Alzó en vuelo mi alegría

cuando menos lo esperaba.

Triste mañana

sentí perder un tesoro.

Mi caballo Rucio Moro

donde yo siempre coleaba...

Levanté la mirada de la mesa, que había estado mirando fijamente mientras esperaba que me sirviesen el desayuno. Mi mirada se fijó en el radio, en el que sonaba la canción llanera que había provocado que arrugase mi frente con confusión.

—¿Quién carajos le pone Rucio Moro a un caballo? —pregunté a nadie en particular, prestándole total atención a la letra que se escuchaba.

Mi madre dejó la estufa, se dio la vuelta y me observó con lástima, como si le pesara que yo fuese su hijo o como si se estuviese lamentando por aquella vez que me dejó caer de tripón y que yo no recordaba.
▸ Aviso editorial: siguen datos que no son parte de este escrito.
PR #7, opened 2019-02-04
Update from upstream again

cvium:
Fixes version checks and playback. I'm not sure what webservice.py is used for, but I think the change makes sense for us as we use GUIDs and not int id's (new thing in Emby 4 it seems).

### DIFF
--- a/resources/lib/webservice.py
+++ b/resources/lib/webservice.py
@@ -118,11 +118,11 @@ class requestHandler(BaseHTTPServer.BaseHTTPRequestHandler):
         try:
             params = self.get_params()
 
-            if not params:
+            if not params or params.get('Id') is None:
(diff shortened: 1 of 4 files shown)


resources/lib/webservice.py
```diff
@@ -118,11 +118,11 @@ def do_GET(self):
         try:
             params = self.get_params()
 
-            if not params:
+            if not params or params.get('Id') is None:
                 raise IndexError("Incomplete URL format")
 
-            if not params.get('Id').isdigit():
-                raise IndexError("Incorrect Id format %s" % params.get('Id'))
+            if 'extrafanart' in params['Id']:
```
JustAMan: this change doesn't make sense to me

cvium: It's more a revert than anything.

PR #9, opened 2019-02-04
Re-add dependency add-ons for cleaner paths

cvium:
Don't merge this until the three dependencies are ready.

cc @joshuaboniface

### DIFF
--- a/addon.xml
+++ b/addon.xml
@@ -1,10 +1,13 @@
 <?xml version="1.0" encoding="UTF-8" standalone="yes"?>
 <addon  id="plugin.video.jellyfin"
         name="Jellyfin" 
-        version="10.1.0"
-        provider-name="angelblue05">
+        version="10.2.0"
+        provider-name="jellyfin-team,angelblue05">
   <requires>
     <import addon="xbmc.python" version="2.25.0"/>
+    <import addon="plugin.video.jellyfin.movies" version="1.0.0"/>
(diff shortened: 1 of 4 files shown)


JustAMan:
@cvium @joshuaboniface please ping this PR when dependencies are up so we can merge it.

anthonylavado:
@cvium @JustAMan What are we waiting on here?

cvium:
We're waiting for @joshuaboniface to fork the `plugin.video.jellyfin.*` deps.

joshuaboniface:
I forgot all about that. I believe we wanted the beta ones correct?

joshuaboniface:
>believe we wanted the beta ones correct? I've got the whole web archive, but where do we need to put them?

@cvium How do we need to proceed here?

oddstr13:
Dependencies are in https://github.com/jellyfin/jellyfin-kodi-plugins, but not yet in the Kodi repo (https://repo.jellyfin.org/releases/client/kodi/).

I am not entirely sure of what exactly this PR or those plugins are fixing, however.

oddstr13:
@cvium What exactly does this PR attempt to solve?
If this separation is beneficial, would it not be better to use "sub-paths" rather than "domains"? So that we chan avoid having those extra dummy dependencies.

oddstr13:
Closing this as there is no progress nor follow-up.
Reopen or just comment if this is still something we would want to do.

PR #11, opened 2019-02-28
Make better install instructions

mcarlton00:
Adding a lot more detail to the install instructions to be more user friendly

### DIFF
--- a/README.md
+++ b/README.md
@@ -39,11 +39,37 @@ The add-on supports a hybrid approach. You can decide which Jellyfin libraries t
 - and more...
 
 ### Install Jellyfin for Kodi
-1. Install Jellyfin for Kodi from zip.
-2. Within a few seconds you should be prompted for your server-details.
-3. Once you're succesfully authenticated with your Jellyfin server, the initial sync will start. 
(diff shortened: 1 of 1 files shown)


README.md
```diff
@@ -39,14 +39,40 @@ The add-on supports a hybrid approach. You can decide which Jellyfin libraries t
 - and more...
 
 ### Install Jellyfin for Kodi
-1. Install Jellyfin for Kodi from zip.
-2. Within a few seconds you should be prompted for your server-details.
-3. Once you're succesfully authenticated with your Jellyfin server, the initial sync will start. 
-4. The first sync of the Jellyfin server to the local Kodi database may take some time depending on your device and library size.
-5. Once the full sync is done, you can browse your media in Kodi, and syncs will be done automatically in the background.
+
+1. Download the add-on as a [zip file](../../archive/master.zip)
```
cvium: It should be the absolute URL imo. If the readme is moved the link will be incorrect

mcarlton00:
I think we're actually going to move the install guide into readthedocs, and then put a link to them here.  https://github.com/jellyfin/jellyfin-docs/pull/44

I'll come back here with a new PR after we get those docs sorted out.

Decir que me miraba como si fuese estúpido era poco.

—José, cualquiera que te escuchara hablar tanta pendejada, preguntaría ¿«qué pájaro puso esa ñema»?
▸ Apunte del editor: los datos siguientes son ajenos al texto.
PR #16, opened 2019-03-20
Update to Kodi MusicDB 72

texke:
Can't find where to put the genres, but people using version 18.1 will be pleased.

### DIFF
--- a/resources/lib/library.py
+++ b/resources/lib/library.py
@@ -349,7 +349,7 @@ class Library(threading.Thread):
                 if settings('kodiCompanion.bool'):
 
                     for plugin in self.server['api'].get_plugins():
-                        if plugin['Name'] in ("Jellyfin.Kodi Sync Queue", "Kodi companion"):
+                        if plugin['Name'] in ("Kodi Sync Queue", "Kodi companion"):
                             
                             if not self.fast_sync():
                                 dialog("ok", heading="{jellyfin}", line1=_(33128))
--- a/resources/lib/objects/kodi/music.py
+++ b/resources/lib/objects/kodi/music.py
@@ -189,14 +189,15 @@ class Music(Kodi):
 
         ''' Add genres, but delete current genres first.
         '''
+		#Removed for DB version 72
         if media == 'album':
-            self.cursor.execute(QU.delete_genres_album, (kodi_id,))
-
+            #self.cursor.execute(QU.delete_genres_album, (kodi_id,))
+		
             for genre in genres:
-
+		
                 genre_id = self.get_genre(genre)
-                self.cursor.execute(QU.update_genre_album, (genre_id, kodi_id))
-
+                #self.cursor.execute(QU.update_genre_album, (genre_id, kodi_id))
+		
         elif media == 'song':
             self.cursor.execute(QU.delete_genres_song, (kodi_id,))
 
--- a/resources/lib/objects/kodi/queries_music.py
+++ b/resources/lib/objects/kodi/queries_music.py
@@ -49,11 +49,11 @@ get_album =     		"""	SELECT 	idAlbum
 						"""
 get_album_obj =             [   "{AlbumId}","{Title}","{UniqueId}","{Artists}","album"
                             ]
-get_album_by_name = 	"""	SELECT 	idAlbum, strArtists  
+get_album_by_name = 	"""	SELECT 	idAlbum, strArtistDisp  
 							FROM 	album 
 							WHERE 	strAlbum = ? 
 						"""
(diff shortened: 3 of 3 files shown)


resources/lib/objects/kodi/music.py
```diff
@@ -189,14 +189,15 @@ def add_genres(self, kodi_id, genres, media):
 
         ''' Add genres, but delete current genres first.
         '''
+		#Removed for DB version 72
```
JustAMan: can you use consistent whitespace? here are tabs while the file uses spaces.

resources/lib/objects/kodi/music.py
```diff
@@ -189,14 +189,15 @@ def add_genres(self, kodi_id, genres, media):
...
         if media == 'album':
-            self.cursor.execute(QU.delete_genres_album, (kodi_id,))
-
+            #self.cursor.execute(QU.delete_genres_album, (kodi_id,))
```
JustAMan: can you explain the change?

resources/lib/objects/kodi/queries_music.py
```diff
@@ -82,7 +82,7 @@
     					"""
 add_single_obj =            [   "{AlbumId}","{Genre}","{Year}","single"
                             ]
-add_song =	     		"""	INSERT INTO song(idSong, idAlbum, idPath, strArtists, strGenres, strTitle, iTrack, 
+add_song =	     		"""	INSERT INTO song(idSong, idAlbum, idPath, strArtistDisp, strGenres, strTitle, iTrack,
```
JustAMan: what happens for Kodi < 18.1?

texke: Can your create an objects/Leia branch, like the emby for kodi git?
Seems this is their “solution”.
I’m quite new to kodi addon dev, I presume the next step is having repo’s with different versions.
Did these changes to get jellyfin working on my Kodi, so didn’t think ahead :P

resources/lib/objects/kodi/music.py
texke: Can’t seem to find a substitute for the “genres” table in the new db, seems they store it in the songs table.
Keeping it in the code for reference

resources/lib/objects/kodi/music.py
texke: Will re-submit in the future Leia branch ;)

resources/lib/objects/kodi/queries_music.py
texke: Welp, seems https://github.com/jellyfin/jellyfin-kodi/commit/5fba6555a8ee8e3acbfee7bf79fb571c058bf52b#diff-e986bc05edb125aca769304dee76ab30 had a bunch of code which checked the Kodi version and applied the correct objects patch.
We'll have to bring that back

cvium: Not to dismiss their work, but they are misusing Git branches and we will not be following that model

cvium: This seems much saner: https://forum.kodi.tv/showthread.php?tid=310315

texke: Indeed.
How do you propose to handle multiple versions of the addon itself?

cvium: I have no experience with Kodi plugin development, but I was thinking a branch per Kodi version. Barring any major restructuring in the server API, there shouldn't be many discrepancies between Kodi versions that are non-Kodi version specific (if that makes sense).

JustAMan: Can we just make runtime checks for Kodi versions? Python is very flexible.
This might be easier than maintain two separate branches.

cvium: I'm not a big fan of the Emby model where it automatically updates the 'objects' without consent.

resources/lib/library.py
```diff
@@ -349,7 +349,7 @@ def startup(self):
                 if settings('kodiCompanion.bool'):
 
                     for plugin in self.server['api'].get_plugins():
-                        if plugin['Name'] in ("Jellyfin.Kodi Sync Queue", "Kodi companion"):
+                        if plugin['Name'] in ("Kodi Sync Queue", "Kodi companion"):
```
cvium: This is an unrelated change. It should be made in a separate PR. And I'm also thinking we should remove this check altogether as it's pretty silly. If fast sync is enabled, it should just try to do it and show an appropriate error message if it fails.

texke: Weird, this commit shouldn't be here, I changed this to get rid of the error everytime I try to start Kodi :-)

Rodé mis ojos y continué mirando el cimiento del mesón, esperando a que me sirviesen el desayuno y que no se tratase de una simple...

—Aquí está tu arepa.

Miré el plato con algo de desagrado y fijé mi mirada en la espalda de mi madre que se movía de un lado a otro en la cocina.
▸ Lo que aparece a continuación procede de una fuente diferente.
Issue #15, opened 2019-03-19
Kodi Sync Queue not working currently due to naming mismatch


escabe:
On the Kodi Add-in side, the plugin specifically looks for plugins named "Jellyfin.Kodi Sync Queue" or "Kodi companion" to interact with the Kodi Sync Queue plugin , see:

https://github.com/jellyfin/jellyfin-kodi/blob/d195c4e6d2a2d31242f4a6bd571ac1aab406e1d8/resources/lib/library.py#L352

From the Kodi Sync Queue plugin end, the Add-in currently identifies itself as "Kodi Sync Queue" though (without "Jellyfin." prefix), see:

https://github.com/jellyfin/jellyfin-plugin-kodisyncqueue/blob/8c194349f7ee41c1fb5fd582b8b6392ad66b5fa4/Jellyfin.Plugin.KodiSyncQueue/Plugin.cs#L39

PR #18, opened 2019-04-12
fast sync fix jellyfin/jellyfin-kodi#15

jmeacoe:
…Added "Kodi Sync Queue" to plugins searched when attempting to use fast sync which now matches serverside.

### DIFF
--- a/resources/lib/library.py
+++ b/resources/lib/library.py
@@ -349,7 +349,7 @@ class Library(threading.Thread):
                 if settings('kodiCompanion.bool'):
 
                     for plugin in self.server['api'].get_plugins():
-                        if plugin['Name'] in ("Jellyfin.Kodi Sync Queue", "Kodi companion"):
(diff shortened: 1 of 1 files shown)


jmeacoe:
Hey dtorner, I added the space, committed and pushed.  Let me know if there is anything else you need me to do, as this is my first time working with git.

dtorner:
Well, I'm just a user with no admin rights like you, I just jumped in because I had the problem that this pull fixes. I hope an admin will review and approve it in case it is OK to be merged...

cvium:
Honestly, I'd rather the plugin name check wasn't there at all. It should show an error if there's no endpoint listening instead.

jmeacoe:
I agree that there are better potential fixes but as it stands this issue is crippling the usability of the Kodi plugin and negating the jellyfin server plugin completely.
I believe this to be a good fix as a stop gap, and a new issue for improvement can be created, which I should be able to look into it a little later this week, but will take more time as I literally just applied the fix suggested in #15.

cvium:
Approving as a stop-gap

PR #28, opened 2019-05-10
Always use plaintext login

### LINKED ISSUE #22: Password incompatibility with 10.3+
as per: https://www.reddit.com/r/jellyfin/comments/bgmer1/embyforkodi_broken_with_jellyfin_1031031/

Currently, Jellyfin4Kodi sends a prehashed password when you try and authenticate.
The server now requires a salt.

Where the issue is:
https://github.com/jellyfin/jellyfin-kodi/blob/master/resources/lib/jellyfin/core/connection_manager.py#L161

oddstr13:
Fixes #22

This means plaintext passwords now can travel over the internet over http.
You should protect your servers accordingly with https.

### DIFF
--- a/resources/lib/dialogs/loginmanual.py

—¿Arepa con queso otra vez, ma?

Apenas las palabras salieron de mi boca, supe que la había cagado.

Mi madre se dio la vuelta, hasta quedar frente a mí, con una mirada amenazante que vendría acompañada de un discurso moralista sobre la cantidad de niños que querrían siquiera tener una arepa para comer.

De inmediato, quise dejar el pelero.

—¿Sabes la cantidad de niños que pasan hambre todos los días? —Colocó sus manos en sus caderas, con su mejor cara de indignación—. Y tú que tienes, te quejas. Siquiera que trabajaras, para que vieras de donde salen las cosas —Se dio la vuelta de nuevo, moviendo los utensilios con brusquedad—. Nunca están conformes con lo que hay, no jodas. Párense a las 5 de la mañana a ver qué coño consiguen.

Todos en la casa bajaron las escaleras para ver de dónde venían lo gritos de ultra tumba que ya estaba dando mi madre a primera hora de la mañana. Ni aunque quisiéramos podríamos pasar desapercibidos en la urbanización en la que vivíamos...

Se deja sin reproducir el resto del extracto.